Alcohol dependence is one of the most common neuropsychiatric diseases. In Germany, more than five million people are affected. The consequences are often severe physical and mental suffering and a high mortality rate. The average life expectancyof those affected is reduced by more than 22 years. Despite the severity of the disease, whose chronic course is characterized by frequently recurring relapses into excessive alcoholconsumption and great suffering pressure for those affected, we still know little about the causal mechanisms in the brain.

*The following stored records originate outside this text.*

Issue #1620, opened 2021-07-03
Make sure translations in inline view are sorted properly


ahmedre:
Make sure the translations in the inline translation view (the one where you long press an ayah and view it) are sorted according to the sort order of the translations. presumably this isn't the case today.

MohAbbasher:
@ahmedre please close this issue

ahmedre:
جزاكم الله خيراً

PR #1626, opened 2021-07-17
Fix#1620 translations inline view ordered properly

MohAbbasher:


app/src/main/java/com/quran/labs/androidquran/ui/PagerActivity.java
```diff
@@ -185,9 +185,9 @@
   private ViewGroup.MarginLayoutParams audioBarParams;
   private boolean isInMultiWindowMode;
 
-  private String[] translationItems;
-  private List<LocalTranslation> translations;
-  private Set<String> activeTranslations;
+  private String[] translationSpinnerTitles;
```
ahmedre, line 188: how about `translationNames` instead?

app/src/main/java/com/quran/labs/androidquran/ui/PagerActivity.java
```diff
@@ -185,9 +185,9 @@
...
+  private List<LocalTranslation> allTranslationsFromDb;
```
ahmedre, line 189: maybe `translations` is better since if we decide to read it from somewhere else (preferences, etc, etc) this variable won't be correctly named.

app/src/main/java/com/quran/labs/androidquran/ui/PagerActivity.java
```diff
@@ -1123,16 +1123,16 @@ public void startTranslationManager() {
         }
       };
 
-  public List<LocalTranslation> getTranslations() {
-    return translations;
+  public List<LocalTranslation> getAllTranslationsFromDb() {
```
ahmedre, line 1126: and let's rename these accordingly

app/src/main/java/com/quran/labs/androidquran/ui/fragment/AyahTranslationFragment.java
```diff
@@ -37,7 +38,7 @@
   private View translationControls;
   private QuranSpinner translator;
   private TranslationsSpinnerAdapter translationAdapter;
-  private List<LocalTranslation> translations;
+  private List<LocalTranslation> allTranslationsFromDb;
```
ahmedre, line 41: let's keep it `translations`?

app/src/main/java/com/quran/labs/androidquran/ui/fragment/AyahTranslationFragment.java
```diff
@@ -111,34 +112,35 @@ public void refreshView() {
...
+            pagerActivity.getTranslationSpinnerTitles(),
+            allTranslationsFromDb,
+            activeTranslationsFilesNames,
             selectedItems -> {
               quranSettings.setActiveTranslations(selectedItems);
               refreshView();
             });
         translator.setAdapter(translationAdapter);
       }
+      else{
```
ahmedre, line 141: nit - space after else

app/src/main/java/com/quran/labs/androidquran/presenter/translation/InlineTranslationPresenter.java
```diff
@@ -31,12 +31,12 @@
...
   }
 
-  public void refresh(VerseRange verseRange) {
+  public void refresh(List<String> orderedTranslationsFilesNames, VerseRange verseRange) { //  pass orderedTranslationsFilesNames here to return ordered Verses from DBs
     if (getDisposable() != null) {
       getDisposable().dispose();
     }
 
-    setDisposable(getVerses(false, getTranslations(quranSettings), verseRange)
+    setDisposable(getVerses(false, orderedTranslationsFilesNames, verseRange)
```
ahmedre, line 39: maybe instead of this (we can revert this change back), we can update `getVerses`, since it's used by both the normal and inline translation views - let's update that `getVerses` to do the sorting instead at the end via:

```java
final LocalTranslation[] sortedTranslations = Arrays.copyOf(translations, translations.length);
Arrays.sort(sortedTranslations, new LocalTranslationDisplaySort());
```

just as the code in `TranslationView` is doing today - we can then remove that code from `TranslationView` and have it in one place.

app/src/main/java/com/quran/labs/androidquran/ui/fragment/AyahTranslationFragment.java
```diff
@@ -111,34 +112,35 @@ public void refreshView() {
...
+        translationAdapter.updateItems(pagerActivity.getTranslationSpinnerTitles(), allTranslationsFromDb, activeTranslationsFilesNames );
```
ahmedre, line 142: do we actually need this else though?

app/src/main/java/com/quran/labs/androidquran/ui/fragment/AyahTranslationFragment.java
```diff
@@ -149,7 +151,18 @@ public void refreshView() {
...
+
+      for (LocalTranslation translation : allTranslationsFromDb) {
+        for (int i = 0; i < translationsFileNames.size(); i++) {
+          if (translation.getFilename().equals(translationsFileNames.get(i))) {
+            orderedTranslationsFilesNames.add(translationsFileNames.get(i));
+          }
+        }
+      }
+      translationPresenter.refresh(new ArrayList<>(orderedTranslationsFilesNames), verseRange);
     }
```
ahmedre, line 166: let's remove this as per my comment above

app/src/main/java/com/quran/labs/androidquran/view/InlineTranslationView.java
```diff
@@ -20,6 +20,7 @@
 import com.quran.labs.androidquran.common.TranslationMetadata;
 import com.quran.labs.androidquran.util.QuranSettings;
 
+import java.util.Arrays;
```
ahmedre, line 23: unused?

ahmedre (commented):
jazakumAllah khairan for this PR - some comments in line

ahmedre:
if you rebase, ui tests should also work now

app/src/main/java/com/quran/labs/androidquran/ui/PagerActivity.java
MohAbbasher: it was hard to me to understand the code since there is 3 or 4 variables related to `translations` so I renamed this variables , but it's OK to revert it back. 

I think it will better if we add `isActive` column to `translations' table, it will be more concise and readable.

app/src/main/java/com/quran/labs/androidquran/ui/PagerActivity.java
MohAbbasher: ok

app/src/main/java/com/quran/labs/androidquran/ui/fragment/AyahTranslationFragment.java
MohAbbasher: yes we need it, if translations list order changed from `translationManagerActivity` the spinner change a accordingly

app/src/main/java/com/quran/labs/androidquran/ui/fragment/AyahTranslationFragment.java
MohAbbasher: ok

app/src/main/java/com/quran/labs/androidquran/view/InlineTranslationView.java
MohAbbasher: ok will remove it .
 ان شاء الله

app/src/main/java/com/quran/labs/androidquran/ui/PagerActivity.java
MohAbbasher: we can also start migrating gradually  to `Room` ,`Hilt` , `livedata`, `MVVM` , is there in plan for that , where can we start ?

app/src/main/java/com/quran/labs/androidquran/presenter/translation/InlineTranslationPresenter.java
MohAbbasher: yes it's better

app/src/main/java/com/quran/labs/androidquran/ui/PagerActivity.java
ahmedre: This project started over 10 years ago, which is why there's so much legacy code here - in sha' Allah planning to modernize, just need to allocate some more time to it.

* Hilt - we're already using Dagger, and I prefer Dagger + Anvil from Hilt from usage in other projects. 

* Room - either it or SQLDelight, there's an issue somewhere on the tracker about it. Not sure which yet.

* LiveData - prefer not to use it - we should be moving more towards unidirectional flows though, which most of the new code is doing.

* MVVM - doesn't really matter VM vs P as long as we are respecting things (unidirectional flows, streams for communications, etc) and keeping the business logic layer testable.

MohAbbasher: I think we can start with converting all code to Kotlin

MohAbbasher: how about coroutine ?

app/src/main/java/com/quran/labs/androidquran/presenter/translation/InlineTranslationPresenter.java
MohAbbasher: if we add `isActive` column to translations table, it will be better , what do you think ?

MohAbbasher: or we can reuse `activeTranslationsFilesNames` from
https://github.com/MohAbbasher/quran_android/blob/7819c5cf5e9f8f5299bf91b1eb45c229ffe5e29c/app/src/main/java/com/quran/labs/androidquran/ui/PagerActivity.java#L1405

app/src/main/java/com/quran/labs/androidquran/ui/PagerActivity.java
ahmedre: re: converting code to Kotlin - at 28.6% Kotlin now, just converting things when i am going to work in those classes, so definitely an on-going process. @wiryadev has been opening some PRs also recently.

re: coroutines - the more recently written code from this year is already using coroutines - plan is to deprecate Rx moving forward.

app/src/main/java/com/quran/labs/androidquran/presenter/translation/InlineTranslationPresenter.java
ahmedre: adding a column makes sense especially now that the sorting info is in the database also - but in order to keep this patch small, reuse what's there for now and we can keep this for a new PR?

app/src/main/java/com/quran/labs/androidquran/presenter/translation/BaseTranslationPresenter.kt
```diff
@@ -34,11 +34,24 @@ internal open class BaseTranslationPresenter<T> internal constructor(
...
+    val sortedTranslations: List<LocalTranslation> = ArrayList(translations)
+    Collections.sort(sortedTranslations, LocalTranslationDisplaySort())
+
+    for (t in sortedTranslations) {
+      for (i in translationsFileNames.indices) {
+        if (t.filename == translationsFileNames[i]) {
+          orderedTranslationsFilesNames.add(translationsFileNames[i])
+        }
+      }
+    }
```
ahmedre, line 52: can we simplify this? something like:

```kotlin
val orderedTranslationsFileNames = sortedTranslations
   .filter { translationFileNames.contains(translation.filename) }
   .map { it.filename }
```

ahmedre (approved):

ahmedre:
JazakumAllah khairan

app/src/main/java/com/quran/labs/androidquran/presenter/translation/BaseTranslationPresenter.kt
MohAbbasher: yes its better , will do that ان شاء الله

MohAbbasher:
fix #1620

PR #1627, opened 2021-07-17
Downgrade emulator to api 27

ahmedre:


ahmedre:
ui tests are hanging right now due to ReactiveCircus/android-emulator-runner#168. using suggested workaround to downgrade to api 27.

PR #310, opened 2025-02-27
Promisify progressPlannerAjaxRequest

ilicfilip:
## Context
This PR changes how we make AJAX requests, until now along with the `data` we passed both `Success` and `Fail` callbacks to the `progressPlannerAjaxRequest` function.

Although this was working, it was a bit involved to make changes since sometimes we have nested AJAX requests and making an action when we need to wait for multiple AJAX requests to be done was a lot more complicated then it should be.

Now we can simply do:

```
progressPlannerAjaxRequest( {
  url: progressPlanner.onboardAPIUrl,
  data,
} )
.then( ( apiResponse ) => {
// 
} )
.catch( error ) => {
//
} );
```

Example of executing code when multiple AJAX requests are done is:

```
// Start scanning posts.
const scanPromise = progressPlannerTriggerScan();

// Start the tasks.
const tasksPromise = prplOnboardTasks();

// Wait for all promises to resolve.
Promise.all( [ scanPromise, tasksPromise ] ).then( () => {
  // All promises resolved, redirect to the next step.
  prplOnboardRedirect();
} );
```

## Quality assurance

### DIFF
--- a/assets/js/ajax-request.js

Cortical mGluR2 deficit as a pathological molecular mechanism of altered behavior in addiction
Mental processes that control behavior, attention and emotions are known as executive functions. In many psychiatric diseases, the ability to control one’s own thoughts and actions and to regulate emotions are disturbed, for example in attention deficit hyperactivity disorder (ADHD), autism, schizophrenia, borderline syndrome and also in addiction.
In a multidisciplinary, international collaboration led by Dr. Marcus Meinhardt, Prof. Dr. Rainer Spanagel and Prof. Dr. Wolfgang Sommer (all at the Central Institute of Mental Health in Mannheim), the molecular mechanism of altered executive functions and increased relapses in alcohol dependence have been investigated. The research focuses on the role of the metabotropic glutamate receptor 2 (mGluR2). In the brain, this receptor works as an antenna for the neurotransmitter-glutamate and regulates its release in various brain areas. In their current work, which has now been published in the journal Science Advances, the research team shows a causal link between a reduced mGluR2 function within the brain region of the prefrontal cortex in alcohol-dependent rodents and an impaired executive control as well as craving for alcohol. mGluR2 activation has thus been identified as a potential therapeutic mechanism in alcohol dependence.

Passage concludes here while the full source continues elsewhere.